━━━ RECORD EXTRACTS ━━━

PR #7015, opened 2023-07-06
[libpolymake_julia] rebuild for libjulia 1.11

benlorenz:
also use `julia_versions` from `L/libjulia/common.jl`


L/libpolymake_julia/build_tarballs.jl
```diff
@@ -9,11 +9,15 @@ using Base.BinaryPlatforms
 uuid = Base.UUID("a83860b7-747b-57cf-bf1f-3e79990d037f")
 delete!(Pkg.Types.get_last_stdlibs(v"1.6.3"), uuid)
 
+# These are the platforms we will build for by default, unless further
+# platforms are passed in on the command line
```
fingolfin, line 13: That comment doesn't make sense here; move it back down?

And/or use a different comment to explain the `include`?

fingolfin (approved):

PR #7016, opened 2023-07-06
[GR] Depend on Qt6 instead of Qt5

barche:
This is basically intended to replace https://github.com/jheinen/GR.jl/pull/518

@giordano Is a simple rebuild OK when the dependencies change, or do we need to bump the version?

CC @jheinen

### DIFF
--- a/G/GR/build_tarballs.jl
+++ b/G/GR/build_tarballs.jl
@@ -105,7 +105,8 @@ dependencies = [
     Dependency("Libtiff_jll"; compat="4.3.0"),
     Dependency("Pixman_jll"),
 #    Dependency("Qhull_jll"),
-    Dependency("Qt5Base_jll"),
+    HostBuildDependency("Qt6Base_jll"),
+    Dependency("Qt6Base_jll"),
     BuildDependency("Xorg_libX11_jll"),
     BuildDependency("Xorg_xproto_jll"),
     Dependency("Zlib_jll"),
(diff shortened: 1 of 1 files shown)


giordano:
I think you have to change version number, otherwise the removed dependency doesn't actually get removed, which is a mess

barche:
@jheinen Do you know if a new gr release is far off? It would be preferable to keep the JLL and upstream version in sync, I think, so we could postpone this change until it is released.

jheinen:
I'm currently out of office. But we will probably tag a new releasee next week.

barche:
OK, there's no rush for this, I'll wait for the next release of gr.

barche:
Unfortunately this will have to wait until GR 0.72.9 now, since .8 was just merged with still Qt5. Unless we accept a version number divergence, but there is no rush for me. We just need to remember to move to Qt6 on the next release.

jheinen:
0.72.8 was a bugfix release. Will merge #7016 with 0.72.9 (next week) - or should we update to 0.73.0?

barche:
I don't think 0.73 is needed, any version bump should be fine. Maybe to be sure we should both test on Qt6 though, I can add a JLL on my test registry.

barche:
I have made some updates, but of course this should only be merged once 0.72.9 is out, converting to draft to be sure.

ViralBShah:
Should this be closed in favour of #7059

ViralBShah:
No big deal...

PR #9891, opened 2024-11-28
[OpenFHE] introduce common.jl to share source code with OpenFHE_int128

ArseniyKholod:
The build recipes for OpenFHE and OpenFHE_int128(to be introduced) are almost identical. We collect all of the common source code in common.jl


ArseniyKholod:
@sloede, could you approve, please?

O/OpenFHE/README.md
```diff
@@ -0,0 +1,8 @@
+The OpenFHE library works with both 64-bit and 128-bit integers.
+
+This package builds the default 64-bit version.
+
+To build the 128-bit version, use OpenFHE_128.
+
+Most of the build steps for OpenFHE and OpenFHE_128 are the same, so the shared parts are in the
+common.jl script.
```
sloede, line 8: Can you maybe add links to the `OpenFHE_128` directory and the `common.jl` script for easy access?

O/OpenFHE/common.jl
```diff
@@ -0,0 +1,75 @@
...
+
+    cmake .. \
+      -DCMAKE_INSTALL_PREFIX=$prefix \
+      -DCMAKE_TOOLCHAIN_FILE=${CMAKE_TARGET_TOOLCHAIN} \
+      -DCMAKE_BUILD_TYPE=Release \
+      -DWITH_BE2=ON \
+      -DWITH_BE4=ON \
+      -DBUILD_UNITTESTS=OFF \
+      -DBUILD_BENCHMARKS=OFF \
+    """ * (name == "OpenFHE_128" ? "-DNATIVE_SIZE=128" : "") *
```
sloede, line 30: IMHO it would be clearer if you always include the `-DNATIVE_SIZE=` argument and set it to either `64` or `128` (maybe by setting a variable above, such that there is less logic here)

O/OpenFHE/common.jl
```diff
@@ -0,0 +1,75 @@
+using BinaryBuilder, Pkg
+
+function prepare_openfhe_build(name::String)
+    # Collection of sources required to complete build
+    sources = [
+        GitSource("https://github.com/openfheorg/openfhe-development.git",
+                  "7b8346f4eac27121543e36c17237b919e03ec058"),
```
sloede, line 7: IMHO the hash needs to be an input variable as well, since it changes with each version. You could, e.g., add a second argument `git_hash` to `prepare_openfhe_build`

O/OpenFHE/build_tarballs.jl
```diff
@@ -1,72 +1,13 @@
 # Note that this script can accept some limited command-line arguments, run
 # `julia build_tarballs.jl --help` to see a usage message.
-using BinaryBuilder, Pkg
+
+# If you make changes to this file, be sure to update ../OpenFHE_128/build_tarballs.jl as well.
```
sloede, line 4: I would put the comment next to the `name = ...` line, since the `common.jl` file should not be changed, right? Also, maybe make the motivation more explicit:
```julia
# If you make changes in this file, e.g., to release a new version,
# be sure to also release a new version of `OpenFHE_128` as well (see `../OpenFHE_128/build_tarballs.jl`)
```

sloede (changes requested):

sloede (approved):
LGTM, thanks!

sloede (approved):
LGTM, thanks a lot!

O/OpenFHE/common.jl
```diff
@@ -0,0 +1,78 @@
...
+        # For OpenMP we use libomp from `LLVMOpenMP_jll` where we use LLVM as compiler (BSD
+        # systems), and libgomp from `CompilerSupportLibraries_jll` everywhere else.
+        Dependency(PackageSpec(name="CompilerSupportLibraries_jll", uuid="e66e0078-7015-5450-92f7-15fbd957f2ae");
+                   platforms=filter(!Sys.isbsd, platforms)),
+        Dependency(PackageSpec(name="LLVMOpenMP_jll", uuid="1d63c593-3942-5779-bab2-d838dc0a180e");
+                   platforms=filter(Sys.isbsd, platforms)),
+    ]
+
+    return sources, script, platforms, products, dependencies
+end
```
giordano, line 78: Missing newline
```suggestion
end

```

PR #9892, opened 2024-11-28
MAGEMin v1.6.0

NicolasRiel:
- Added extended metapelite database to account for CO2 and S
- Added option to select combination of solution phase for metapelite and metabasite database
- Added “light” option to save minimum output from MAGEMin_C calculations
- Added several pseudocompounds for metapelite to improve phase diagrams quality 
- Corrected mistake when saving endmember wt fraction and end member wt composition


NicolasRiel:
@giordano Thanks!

━━━

_YOUR OBJECTIVE:_ Of the lines above, output exactly those from the line bearing "fingolfin, line 13: That" through the line bearing "This is basically", inclusive.

_ANSWER BOX:_
fingolfin, line 13: That comment doesn't make sense here; move it back down?

And/or use a different comment to explain the `include`?

fingolfin (approved):

PR #7016, opened 2023-07-06
[GR] Depend on Qt6 instead of Qt5

barche:
This is basically intended to replace https://github.com/jheinen/GR.jl/pull/518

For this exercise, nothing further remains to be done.